Zeitschrift für mikrobielle und biochemische Technologie

Abstrakt

Vergleich zwischen zwei Erwinia carotovora L-Asparaginase II-Konstruktionen: Klonierung, heterologe Expression, Reinigung und kinetische Charakterisierung

Priscila Lamb Wink, Heique Marlis Bogdawa, Gaby Renard, Jocelei Maria Chies, Luiz Augusto Basso und Diógenes Santiago Santos

L-Asparaginase II aus Erwinia carotovora könnte eine wichtige alternative Therapie in der Behandlung akuter lymphatischer Leukämie im Kindesalter darstellen, trotz ihrer vielversprechenden niedrigeren Glutaminaseaktivität als die L-Asparaginasen II aus Escherichia coli und Erwinia chrysanthemi , die derzeit zur Behandlung dieser Krankheit eingesetzt werden. Hier beschreiben wir das Klonen, die Expression, die Reinigung und die Bestimmung der kinetischen Steady-State-Parameter für L-Asparaginase II aus E. carotovora: mit (AspSP) und ohne Signalpeptid (AspMP). AspMP wurde in einem einstufigen Protokoll mit 91 % Ausbeute bis zur Homogenität gereinigt, AspSP in einem zweistufigen Protokoll mit 28 % Ausbeute.
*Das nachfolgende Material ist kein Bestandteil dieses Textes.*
PR #1957, opened 2025-10-09
Return preinstallimage.info and allow podman to use preinstallimage

mahdiyehmr:
Hello this would download and return preinstallimage.info if preinstallimage exists to be able to check the list of packages in preinstallimage without unpacking it in build environment.
It would also sllow podman to use preinstallimage to speed up the build process. I checked and nothing failed so thought maybe it was a limiting factor that old podman versions had and it's fixed.
I used this with my changes in obs-build to use preinstallimage as container base image. https://github.com/mahdiyehmr/obs-build.

I'm not familiar with your PR process please let me know if I need to apply any changes or if you have any comments.
Thanks

### DIFF
--- a/osc/build.py
+++ b/osc/build.py
@@ -325,8 +325,9 @@ def get_preinstall_image(apiurl, arch, cache_dir, img_info, offline=False):
     .. note::
         preinstall image can be used only for new build roots!
     """
-    imagefile = ''
-    imagesource = ''
+    imagefile = ""
+    imagesource = ""
+    info_file = "preinstallimage.info"
     img_bins = []
     for bin in img_info.findall('binary'):
         img_bins.append(bin.text)
@@ -339,16 +340,17 @@ def get_preinstall_image(apiurl, arch, cache_dir, img_info, offline=False):
     img_hdrmd5 = img_info.get('hdrmd5')
     if not img_hdrmd5:
         img_hdrmd5 = img_file
-    cache_path = '%s/%s/%s/%s' % (cache_dir, img_project, img_repository, img_arch)
-    ifile_path = '%s/%s' % (cache_path, img_file)
-    ifile_path_part = '%s.part' % ifile_path
+    cache_path = "%s/%s/%s/%s" % (cache_dir, img_project, img_repository, img_arch)
+    ifile_path = "%s/%s" % (cache_path, img_file)
+    info_file_path = "%s/%s" % (cache_path, info_file)
 
     imagefile = ifile_path
     imagesource = "%s/%s/%s [%s]" % (img_project, img_repository, img_pkg, img_hdrmd5)
+    imageinfo = info_file_path
 
     if not os.path.exists(ifile_path):
         if offline:
-            return '', '', []
+            return "", "", "", []
         url = "%s/build/%s/%s/%s/%s/%s" % (apiurl, img_project, img_repository, img_arch, img_pkg, img_file)
         print("downloading preinstall image %s" % imagesource)
         if not os.path.exists(cache_path):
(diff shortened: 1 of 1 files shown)


osc/build.py
```diff
@@ -366,10 +367,27 @@ def get_preinstall_image(apiurl, arch, cache_dir, img_info, offline=False):
...
+
+        if not os.path.exists(info_file_path):
+            info_url = "%s/build/%s/%s/%s/%s/%s" % (apiurl, img_project, img_repository, img_arch, img_pkg, info_file)
+            print("downloading preinstall image info file")
+            try:
+                gr.urlgrab(info_url, filename=info_file_path_part, text='fetching info')
+                # download ok, rename partial file to final file name
+                os.rename(info_file_path_part, info_file_path)
+            except HTTPError as e:
+                print("Failed to download info file! ecode:%i reason:%s" % (e.code, e.reason))
```
dmach: I know that this follows the existing patterns in osc, but couldn't we improve the code to make it more resilient to race conditions?
Running multiple osc commands at a time might end up downloading into the same file in parallel and then copying garbage as the final file.
How about to store the downloaded file in a temporary directory with a unique name instead?

So something like: 
```
        with tempfile.TemporaryDirectory(dir=cache_path) as temp_dir:
            temp_file = os.path.join(temp_dir, info_file)
            try:
                gr.urlgrab(info_url, filename=temp_file, text='fetching info')
                # download ok, rename partial file to final file name
                os.rename(temp_file, info_file_path)
            except HTTPError as e:
                print("Failed to download info file! ecode:%i reason:%s" % (e.code, e.reason))
```
If you copy my code, please test it properly, I haven't tried it.

osc/build.py
```diff
@@ -623,7 +641,7 @@ def calculate_prj_pac(store, opts, descr):
 
 
 def calculate_build_root_user(vm_type):
-    if vm_type in ("kvm", "podman", "qemu"):
+    if vm_type in ("kvm", "qemu"):
```
dmach: Why did you remove podman from the list?

osc/build.py
```diff
@@ -1498,6 +1517,8 @@ def __str__(self):
         rpmlist.append('preinstallimage: %s\n' % imagefile)
     if imagesource:
         rpmlist.append('preinstallimagesource: %s\n' % imagesource)
+    if imageinfo:
+        rpmlist.append('preinstallimageinfo: %s\n' % imageinfo)
```
dmach: It might be nice to use a f-string instead.

osc/build.py
mahdiyehmr: I wanted to use preinstallimage in podman. This function is called in `build_as_user` function.
```
def build_as_user(vm_type=None):
    if not conf.config.su_wrapper:
        return True
    if calculate_build_root_user(vm_type):
        return True
    return False
```
 Then `build_as_user` is used at line 1215 and doesn't return preinstallimage for podman.
In my tests the comment doesn't apply to using preinstalllimage in podman. I used podman without chroot and unprivileged and it could use preinstallimage and untar it if needed.
```
    if build_as_user(vm_type):
        # preinstallimage extraction will fail because unprivileged user cannot chroot or extract devices from the tarball
        bi.preinstallimage = None
```

osc/build.py
mahdiyehmr: I just changed it in these lines. please let me know if you prefer f-string anywhere else. I didn't change it in prints or variables to keep the coding convention.

osc/build.py
mahdiyehmr: Yes, of course. Since `NamedTemporaryFile` was already used in the code I used that instead of `TemporaryDirectory`. My tests where successful. I was torn between using `delete=false` option and `os.rename()` or keeping delete the default value and copy the file instead but decided to go with the first one.
Please let me know if you prefer something else.

osc/build.py
dmach: I see. In that case, I'd recommend returning `"podman"` back to the list in `calculate_build_root_user()`.
That function determines if `osc build` happens under the current user's account or if we need sudo.
We probably don't want to change that.

I'd rather change the condition to `if build_as_user(vm_type) and vm_type != "podman":`.

mahdiyehmr: Makes sense. Changed it to your suggestion.

mahdiyehmr: It fails now if this build option is not available `--vm-use-container-preinstallimage`. I changed it to check if the build is in podman and that option is available.
```
    # Check if using container preinstallimage for podman
    using_container_preinstall = (vm_type == "podman" and opts.build_opt and 
                                 any("--vm-use-container-preinstallimage" in opt for opt in opts.build_opt))
    
    if build_as_user(vm_type) and not using_container_preinstall:
```

mahdiyehmr:
I wasn't able to run the test locally to see what was the issue but I think it might have been about f-string. Changed it so it would specifically convert them to str.

dmach (approved):

dmach:
Thanks for your patch and sorry about the delays in reviews.
Merging.

Issue #1969, opened 2025-10-22
new git workflow branches don't change build target.


Firstyear:
If I have a git repo from the new workflow, the osc build target doesn't change when I change branch.

```
git clone ..... 

git branch
# slfo-main
osc build
# osc builds for SLFO:Main
git checkout slfo-1.2
osc build
# osc builds for SLFO:Main
```

Expected behaviour is that changing git branch should change my build target.

dmach:
Is it a standalone package git repo?
Or is it part of a project (such as _ObsPrj), checked out as project's submodule?

If it's part of a project, then the project metadata is always used regardless the branch of the package.
You must switch the project to the correct branch first.

PR #1974, opened 2025-10-27
Check that the git package has the same branch as the parent project

dmach:
Fixes: #1969

### DIFF
--- a/osc/git_scm/store.py
+++ b/osc/git_scm/store.py
@@ -2,9 +2,10 @@ import fcntl
 import fnmatch
 import json
 import os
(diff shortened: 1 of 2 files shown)


adrianschroeter:
I would not abort here, but just give a warning maybe.

It is IMHO a complete valid usecase to build eg. factory source for SLFO-1.2 for local usage or to validate a submission before hand.

adrianschroeter:
the original user expectation was to build against the other project instead btw.... not sure if this is doable, since it might not be easy to find out which other project was intended though....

Außerdem wiesen beide Enzyme ähnlich hohe spezifische Aktivitäten auf: 208,1 bzw. 237,6 U mg ^-1 . Die Km- und k _cat -Werte zeigten, dass AspMP eine geringere Glutaminaseaktivität als AspSP aufweist. Darüber hinaus wird AspMP durch ein einfacheres Reinigungsprotokoll und mit höherer Ausbeute hergestellt. Dieser Prozess kann für die Produktion im großen Maßstab geeignet sein und für Forscher und biopharmazeutische Unternehmen von Interesse sein.